PR #30, opened 2020-11-17
[PD-6476] - location url and location input format

jeremytubbs:
- Adds new `/locations/:location/jobs` endpoint - http://localhost:8080/locations/flower-mound-tx/jobs
- Adds a helper to format the location input from a slug


src/components/Search/AppSearchProvider.vue
```diff
@@ -172,11 +173,23 @@ export default {
...
+
         setInputFromQuery() {
             this.input = merge(this.getInputDefaults(), this.$route.query)
-
             this.formatInput()
         },
+
+        setInputFromParams (query) {
+            let params = { ... this.$route.params }
+            Object.entries(params).map(([key, value]) => {
```
aljordan82, line 187: I don't think Object.entries is supported in IE11, 
are you using a polyfill?

jeremytubbs: According to https://caniuse.com/object-entries a polyfill is included in core-js which is in our dependencies https://github.com/zloirock/core-js#ecmascript-object

aljordan82: There shouldn't be a need to import it if corejs is part of the build.

jeremytubbs: Yeah, I believe it is included via the `@vue/cli-plugin-babel/preset` defined in `babel.config.js`

src/components/Search/AppSearchProvider.vue
```diff
@@ -172,11 +173,23 @@ export default {
...
+            this.input.location = this.input.location ? displayLocationFromSlug(this.input.location) : ""
+        },
+
         setInputFromQuery() {
             this.input = merge(this.getInputDefaults(), this.$route.query)
-
             this.formatInput()
         },
+
+        setInputFromParams (query) {
```
surgiie, line 185: `query` is not being used anywhere in the function

src/services/helpers.js
```diff
@@ -69,6 +69,12 @@ export function buildJobDetailUrl(title, location, guid) {
...
 const slugify = (string) => (
     words(toString(string).replace(/["\u2019+:]/g, ""), /[\w]+/g).reduce((result, word, index) => (
-      result + (index ? "-" : "") + word.toLowerCase()
+        result + (index ? "-" : "") + word.toLowerCase()
     ), "")
-  )
\ No newline at end of file
+)
+
+export function displayLocationFromSlug(string) {
```
surgiie, line 76: Im assuming at some point we will be undoing slugs for more than just location so i think we can make a more generic function for this maybe one that looks unslugifies (is that a word?) and accepts a delimiter for in between words?

ex `unslugify(location, ",")`

src/components/Search/AppSearchProvider.vue
jeremytubbs: removed

surgiie (approved):

src/services/helpers.js
jeremytubbs: No this is also capitalizes the last... and hopefully I will not need to do this anywhere else.

PR #34, opened 2020-12-02
[PD-6900] - old SEO urls

jeremytubbs:
These urls do not work... they just can exist for now. 

Actually http://localhost:8080/Sales%20Representative/jobs-in but it is an exact match which is the same behavior as http://localhost:8080/job-titles/Sales%20Representative/jobs. Need to work on further url slug formatting in another PR.

- only allows filters to be three levels deep
- builds the urls in the same order as old SEO urls
- adds and old url constant to be used in building the url combinations

### DIFF
--- a/src/services/gridsomeOldSeoPaths.js
+++ b/src/services/gridsomeOldSeoPaths.js
@@ -1,0 +1,30 @@
+const _ = require("lodash")
+const config = require("./../config.js")
+const oldSeoPaths = require("./../constants/oldSeoPaths.js")
+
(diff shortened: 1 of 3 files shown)


src/services/gridsomeOldSeoPaths.js
```diff
@@ -0,0 +1,30 @@
+const _ = require("lodash")
```
surgiie, line 1: Is there a reason you are importing all of lodash instead of just union? 


```
import { union } from 'lodash'

or
import union from 'lodash/get'
```
Not sure how either affects build size or performance.

surgiie (approved):

PR #36, opened 2020-12-03
Cleanups to search filter + other minor refactors.

surgiie:
* Rename accordion props  `isOpen` and `active` to be more consistent with other component naming.
* Decouple Accordion and Search Filter components - This allows implementer to decide if filters should be in accordions or not.
* Remove all formatting code from filter component, most of the data is now in the format we want but remaining formatting has been moved to back end:
https://github.com/DirectEmployers/microsites-search-api/pull/49


jeremytubbs (approved):
I see some issues with autocomplete and would like to see some different formatting of the moc titles. All of which can be addressed if we/when we add moc_ac to solr.

PR #39, opened 2020-12-16
Minor fixes for rendering errors and search filter component not filtering out commute input on regular searches.

surgiie:
Fixes several rendering issues and commute input not cleared on filter urls.

See comments.


src/components/Search/AppSearchFilter.vue
```diff
@@ -104,21 +104,24 @@ export default {
...
             displayedFilters: {},
         }
     },
     created() {
-
+        let value = null
         let filteredOptions = []
         this.givenOptions.forEach(option => {
-            if(this.input[this.name] != option.display){
+            value = this.optionHasSubmitValue(option) ? option.submit: option.display
```
surgiie, line 115: This code just allows options to have a "submit" property on them to allow to specify what values should be submitting. We were already doing this before but i think i accidently removed it in some recent refactors. This allows the component to be used manually or for explicit filters not coming back from back end. Ex:

```html
     <AppSearchFilter
            name="r"
            display="Radius"
            :input="filteredInput"
            :options="[
                { display: 'Exact Location Only', submit: ''},
                { display: 'Within 25 Miles', submit: 25 },
                { display: 'Within 50 Miles', submit: 50 }
            ]"
        >
        </AppSearchFilter>
```

src/components/Search/Providers/AppGoogleTalentSearchProvider.vue
```diff
@@ -17,6 +17,7 @@
             :appliedFilters="appliedFilters"
             :isCommuteSearch="isCommuteSearch"
             :getFilterOptions="getFilterOptions"
+            :filteredInput="getCurrentPayload()"
```
surgiie, line 20: Returns relevant data/input based on the search type being completed.

src/components/Search/Providers/mixins/provider.js
```diff
@@ -160,7 +161,7 @@ export default  {
         },
         getFilterOptions(filter) {
             let key = blank(filter.key) ? filter.name : filter.key
-            return this.filters[key] || []
+            return (blank(this.filters[key]) || !Array.isArray(this.filters[key])) ? [] : this.filters[key]
```
surgiie, line 164: For some reason when you dont have mini kube running or you get a timeout `this.filters[key] || []` evaluates to empty sometimes other times Vue was returning a `mutator` function and that caused rendering issues with the prop validation on AppSearchFilter expecting an array for `options`

src/components/Search/Providers/mixins/provider.js
```diff
@@ -60,7 +60,8 @@ export default  {
             return this.siteConfig.filters || []
         },
         sort() {
-            let sort = {}
+            let sort = { options: [], sortField: ()=>{}, by: null}
```
surgiie, line 63: Define some defaults so the html doesnt error out when no response comes back for sort meta.

src/components/Search/AppSearchFilter.vue
jeremytubbs, line 115: Can you add a space before the `:` of your ternary.

src/components/Search/AppSearchFilter.vue
```diff
@@ -104,21 +104,24 @@ export default {
...
+            if(this.name == 'r'){
+                console.log(this.input, value)
```
jeremytubbs, line 117: console.log?

src/components/Search/Providers/mixins/provider.js
jeremytubbs: Please format this better with new lines

jeremytubbs (approved):

PR #41, opened 2020-12-16
[PD-6886] load more scroll pagination

nate998877:
## What does this PR do?
adds a button that loads more content on the page

## Notes to Reviewer
A few bugs are known to exist, but either require future PRs or can be resolved with VueX.
- When using index.vue to do a search when load more is first clicked add params are added to URL. This doesn't appear to happen anyway else. This can be fixed easily with vuex.
- when initially loading a page with ?page=# all jobs from page 1 - page # are loaded leading to timeouts. This is a backend bug.


jeremytubbs (changes requested):
Changes:
- rename `AppButtonPagination` to `AppLoadMorePagination`
- remove `pagination_type` from config.js
- do not use if-else `showButton` just render import and use preferred type of pagination.
- add a prop to provider.js `isLoadMore` with default of false to be used instead of the siteConfig
- move button above "# jobs found"
- add some style to the button

Improvement:
- prefetch next page of jobs to allow quicker load more experience.

src/components/Search/Providers/mixins/provider.js
```diff
@@ -101,6 +109,26 @@ export default  {
         applyFilters(){
             return []
         },
+        loadMore(page) {
+            //This code is a potential solution for timeouts. A backend PR will be required to implement
+            // let getOffset = (items_per_page) => {
```
jeremytubbs, line 114: Go ahead and create a backend PR to solve this.

jeremytubbs:
Closing due to changes in requirements... my bad!

PR #43, opened 2020-12-17
Provider Improvements/Improve filter clearing.

surgiie:
Made some comments on cleanups, but let me know if you are against the changes or have questions.


src/components/AppPagination.vue
```diff
@@ -151,7 +151,7 @@ export default {
 
             this.current = page
 
-            this.$emit("pageSelected", page)
+            this.$emit("pageSelected", { page: page })
```
surgiie, line 154: See commented about `setInput` below.

src/components/Search/Providers/AppGoogleTalentSearchProvider.vue
```diff
@@ -1,91 +1,76 @@
...
-            :selectPage="selectPage"
-            :featuredJobs="featuredJobs"
-            :removeFilter="removeFilter"
-            :isGoogleTalent="isGoogleTalent"
-            :appliedFilters="appliedFilters"
-            :isCommuteSearch="isCommuteSearch"
-            :getFilterOptions="getFilterOptions"
-            :filteredInput="getCurrentPayload()"
-        ></slot>
+        <slot v-bind="slotData"></slot>
```
surgiie, line 3: Helps not having to sync slot data in each provider.

src/components/Search/Providers/AppGoogleTalentSearchProvider.vue
```diff
@@ -1,91 +1,76 @@
...
         },
     },
     methods: {
-        queryChanged(){
-            this.isCommuteSearch = this.checkIsCommuteSearch()
+        queryChanged() {
+            this.isCommuteSearch = this.shouldDoCommuteSearch()
         },
-        inputDefaults() {
+        providerInputDefinition() {
```
surgiie, line 26: There are several inputs that are coupled together in regards to filter chip removal that introduced specific if logic in the `removeFilter` function:

```
if(params.includes('location')){
     remove.push('coords')
     remove.push('r')
 }
```
Which is gross :vomiting_face: 

 I think having an "input definition" that specifies not only the default values but any other params that should be cleared when a filter is cleared removes that kind of logic.

src/components/Search/Providers/AppGoogleTalentSearchProvider.vue
```diff
@@ -1,91 +1,76 @@
...
+            return exclude
+        },
+        shouldDoCommuteSearch() {
+            return !blank(this.input.coords) && !blank(this.input.commuteLocation)
         },
-        newSearch() {
-            this.input.page = 1
-            this.isCommuteSearch = !this.isSolr && (this.input.coords && this.input.commuteLocation)
-            if(this.isCommuteSearch){
+        beforeSearch() {
```
surgiie, line 70: Instead of overwritting `newSearch` and duplicating some logic, providing a `beforeSearch` function for providers to hook into feels better imo.

src/components/Search/Providers/mixins/provider.js
```diff
@@ -39,10 +34,20 @@ export default  {
             featuredJobs: [],
             appliedFilters: [],
             isCommuteSearch: false,
-            input: this.getInputDefaults(),
+            input: this.defaultInput,
         }
     },
-    computed:{
+    computed: {
+        inputDefinition() {
```
surgiie, line 41: Making these computed properties so they are cached and not merged/calculated as they are not/likely going to change.

src/components/Search/Providers/mixins/provider.js
```diff
@@ -87,137 +112,148 @@ export default  {
...
 
         if(!blank(this.$route.params.location)){
             this.input.location =  displayLocationFromSlug(this.input.location)
         }
 
-        if(this.searchOnLoad) {
+        if (this.searchOnLoad) {
             this.search()
+        }else{
+            this.appliedFilters = this.getAppliedFilters()
```
surgiie, line 128: Hit this issue with Zarif. On the job detail page of boeings, filter chips are available:

https://boeingveterans.directemployers.works/st-louis-mo/senior-software-engineers/FA23CED3CC6447E59F4C09777109EA0A/job/


but our code only calculates applied filters when search is done, so applied filters should be calculated when the `search-on-load` is set to false for initial loads/job detail pages.

src/components/Search/Providers/mixins/provider.js
```diff
@@ -87,137 +112,148 @@ export default  {
...
+        setInput(filter) {
+            this.newSearch(
+                this.mergeWithDefaultInput({
+                    ...this.input,
+                    ...filter,
+                })
+            )
         },
-
-        selectPage(page) {
```
surgiie, line 176: Instead of having a very specific function for updating input and doing a search this can be done by the `setInput` function that accepts an object payload to be merged which is why i changed how pagination component emits page selection. This allows `setInput` to be generic and work for several sub components.

src/components/Search/Providers/mixins/provider.js
```diff
@@ -87,137 +112,148 @@ export default  {
...
-            this.input["page"] = page
-            this.pushPayload()
+        filterInput(input) {
+            let excluded = this.excludePayload()
+            return omitBy(input, (v, k) => {
+                return blank(v) || excluded.includes(k)
+            })
         },
-
-        pushPayload(payload = null) {
```
surgiie, line 181: We have have been using `pushPayload` and `newSearch` interchangeably and there is no reason for the 2 to exist. The same behaviour can be accomplished with a single function now just `newSearch`

src/components/Search/Providers/AppGoogleTalentSearchProvider.vue
jeremytubbs: good idea

jeremytubbs (approved):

> [TO DO]
Look over the records above, and wherever a line contains the string "else", copy that line.

> [RESULT OF THE TASK]
jeremytubbs: No this is also capitalizes the last... and hopefully I will not need to do this anywhere else.
- When using index.vue to do a search when load more is first clicked add params are added to URL. This doesn't appear to happen anyway else. This can be fixed easily with vuex.
- do not use if-else `showButton` just render import and use preferred type of pagination.
+        }else{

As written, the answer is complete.